Exercise brief: From the records below, give the number of lines that include the word "lower". Add no other words.

Task input:
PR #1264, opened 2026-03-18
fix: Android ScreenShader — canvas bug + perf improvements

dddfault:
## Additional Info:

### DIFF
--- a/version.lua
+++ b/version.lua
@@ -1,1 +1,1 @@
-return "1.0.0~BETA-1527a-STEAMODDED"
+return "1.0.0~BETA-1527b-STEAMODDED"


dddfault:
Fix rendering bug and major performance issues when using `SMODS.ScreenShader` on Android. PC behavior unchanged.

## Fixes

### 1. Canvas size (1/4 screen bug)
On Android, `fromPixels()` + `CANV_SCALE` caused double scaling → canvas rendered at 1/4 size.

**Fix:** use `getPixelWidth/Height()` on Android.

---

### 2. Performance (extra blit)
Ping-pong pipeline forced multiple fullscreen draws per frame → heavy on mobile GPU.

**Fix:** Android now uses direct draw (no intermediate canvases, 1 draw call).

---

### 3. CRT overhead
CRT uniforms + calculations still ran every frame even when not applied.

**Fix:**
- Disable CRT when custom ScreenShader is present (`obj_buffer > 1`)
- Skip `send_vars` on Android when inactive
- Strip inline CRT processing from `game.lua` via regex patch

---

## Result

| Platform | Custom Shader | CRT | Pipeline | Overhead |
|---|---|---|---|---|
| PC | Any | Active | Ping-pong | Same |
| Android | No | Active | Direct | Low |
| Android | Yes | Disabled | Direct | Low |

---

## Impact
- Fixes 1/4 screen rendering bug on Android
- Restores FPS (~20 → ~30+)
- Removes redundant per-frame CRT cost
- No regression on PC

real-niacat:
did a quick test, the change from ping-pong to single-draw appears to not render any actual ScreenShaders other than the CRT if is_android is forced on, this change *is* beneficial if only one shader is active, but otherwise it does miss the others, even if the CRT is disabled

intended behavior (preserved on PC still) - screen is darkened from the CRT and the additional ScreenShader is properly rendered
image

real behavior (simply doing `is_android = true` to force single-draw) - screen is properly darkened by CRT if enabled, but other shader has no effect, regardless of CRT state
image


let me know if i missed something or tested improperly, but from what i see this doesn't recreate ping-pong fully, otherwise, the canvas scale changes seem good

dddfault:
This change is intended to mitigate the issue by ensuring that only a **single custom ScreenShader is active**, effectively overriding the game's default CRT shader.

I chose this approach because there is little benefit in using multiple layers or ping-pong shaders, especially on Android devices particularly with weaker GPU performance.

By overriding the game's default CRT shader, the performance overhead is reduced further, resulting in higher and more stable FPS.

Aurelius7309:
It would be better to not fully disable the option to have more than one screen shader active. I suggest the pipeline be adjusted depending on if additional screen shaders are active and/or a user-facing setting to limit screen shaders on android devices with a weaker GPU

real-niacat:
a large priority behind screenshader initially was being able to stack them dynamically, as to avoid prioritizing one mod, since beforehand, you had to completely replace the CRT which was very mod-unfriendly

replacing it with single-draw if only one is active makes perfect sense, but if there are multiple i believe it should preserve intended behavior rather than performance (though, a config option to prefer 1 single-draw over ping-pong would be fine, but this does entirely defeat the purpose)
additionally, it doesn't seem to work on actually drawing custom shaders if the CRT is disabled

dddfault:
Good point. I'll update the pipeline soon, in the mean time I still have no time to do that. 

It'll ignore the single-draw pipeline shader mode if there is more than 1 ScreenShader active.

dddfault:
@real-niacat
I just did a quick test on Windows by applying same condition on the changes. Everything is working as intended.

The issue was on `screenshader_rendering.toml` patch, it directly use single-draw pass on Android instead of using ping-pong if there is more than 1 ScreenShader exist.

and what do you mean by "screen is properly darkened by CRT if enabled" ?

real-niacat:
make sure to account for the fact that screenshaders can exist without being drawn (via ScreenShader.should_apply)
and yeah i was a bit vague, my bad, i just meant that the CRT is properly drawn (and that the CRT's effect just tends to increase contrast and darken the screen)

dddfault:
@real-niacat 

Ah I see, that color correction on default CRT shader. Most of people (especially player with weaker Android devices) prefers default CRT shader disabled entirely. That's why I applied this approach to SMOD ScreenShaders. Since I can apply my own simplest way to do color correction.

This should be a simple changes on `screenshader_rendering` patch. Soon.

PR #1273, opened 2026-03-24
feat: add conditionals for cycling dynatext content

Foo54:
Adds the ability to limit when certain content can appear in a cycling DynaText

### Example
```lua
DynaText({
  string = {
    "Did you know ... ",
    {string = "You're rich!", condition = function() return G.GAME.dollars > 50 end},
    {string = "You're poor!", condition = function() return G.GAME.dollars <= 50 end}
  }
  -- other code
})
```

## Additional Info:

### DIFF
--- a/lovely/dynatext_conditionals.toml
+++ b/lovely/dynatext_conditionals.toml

==

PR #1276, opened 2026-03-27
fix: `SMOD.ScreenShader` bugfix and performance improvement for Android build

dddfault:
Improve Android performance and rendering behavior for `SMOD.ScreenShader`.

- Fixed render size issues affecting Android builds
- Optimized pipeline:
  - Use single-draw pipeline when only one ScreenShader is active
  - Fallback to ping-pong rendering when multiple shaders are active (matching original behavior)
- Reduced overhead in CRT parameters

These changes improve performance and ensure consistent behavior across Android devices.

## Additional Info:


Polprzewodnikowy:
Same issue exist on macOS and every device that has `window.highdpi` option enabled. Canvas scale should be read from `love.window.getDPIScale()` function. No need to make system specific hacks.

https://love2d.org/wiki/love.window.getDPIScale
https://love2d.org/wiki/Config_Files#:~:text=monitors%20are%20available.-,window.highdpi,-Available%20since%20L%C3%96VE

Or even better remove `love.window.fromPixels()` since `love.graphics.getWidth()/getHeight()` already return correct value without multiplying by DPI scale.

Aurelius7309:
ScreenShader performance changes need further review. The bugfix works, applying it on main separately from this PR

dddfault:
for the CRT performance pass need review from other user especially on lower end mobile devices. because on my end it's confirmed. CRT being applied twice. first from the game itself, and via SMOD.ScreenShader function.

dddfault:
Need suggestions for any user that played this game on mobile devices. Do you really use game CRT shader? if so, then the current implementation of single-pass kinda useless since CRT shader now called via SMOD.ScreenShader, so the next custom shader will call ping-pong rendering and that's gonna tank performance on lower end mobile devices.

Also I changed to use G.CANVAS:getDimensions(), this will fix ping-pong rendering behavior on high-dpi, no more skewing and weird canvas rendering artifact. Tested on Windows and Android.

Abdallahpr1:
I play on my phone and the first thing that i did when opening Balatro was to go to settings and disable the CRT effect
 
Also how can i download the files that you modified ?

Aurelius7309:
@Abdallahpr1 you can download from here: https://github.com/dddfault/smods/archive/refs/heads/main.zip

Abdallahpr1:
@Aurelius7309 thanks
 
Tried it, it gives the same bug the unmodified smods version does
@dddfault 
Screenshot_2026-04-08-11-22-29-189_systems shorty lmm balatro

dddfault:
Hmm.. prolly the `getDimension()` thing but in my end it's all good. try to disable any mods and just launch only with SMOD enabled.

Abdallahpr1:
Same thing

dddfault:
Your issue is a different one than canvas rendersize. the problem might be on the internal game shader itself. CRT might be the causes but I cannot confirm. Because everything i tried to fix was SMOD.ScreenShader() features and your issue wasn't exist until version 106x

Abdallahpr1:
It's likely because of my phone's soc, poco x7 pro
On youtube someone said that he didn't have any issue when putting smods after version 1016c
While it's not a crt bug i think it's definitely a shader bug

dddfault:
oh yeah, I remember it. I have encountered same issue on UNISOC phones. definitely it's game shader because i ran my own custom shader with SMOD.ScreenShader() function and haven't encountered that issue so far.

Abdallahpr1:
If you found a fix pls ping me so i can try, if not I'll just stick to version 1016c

---

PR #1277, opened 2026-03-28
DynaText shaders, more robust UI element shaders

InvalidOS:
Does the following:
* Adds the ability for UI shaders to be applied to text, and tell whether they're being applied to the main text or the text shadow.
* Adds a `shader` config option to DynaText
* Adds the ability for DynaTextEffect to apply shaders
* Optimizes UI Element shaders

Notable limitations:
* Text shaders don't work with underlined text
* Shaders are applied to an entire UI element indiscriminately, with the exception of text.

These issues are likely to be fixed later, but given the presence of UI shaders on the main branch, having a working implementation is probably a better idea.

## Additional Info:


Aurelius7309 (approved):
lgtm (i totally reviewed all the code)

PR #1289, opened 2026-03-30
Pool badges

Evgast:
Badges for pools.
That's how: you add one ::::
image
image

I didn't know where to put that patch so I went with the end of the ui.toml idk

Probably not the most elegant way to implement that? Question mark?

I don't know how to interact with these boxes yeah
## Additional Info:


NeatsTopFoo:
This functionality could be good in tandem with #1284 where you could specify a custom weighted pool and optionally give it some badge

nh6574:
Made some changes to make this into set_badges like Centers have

Result of the task: 2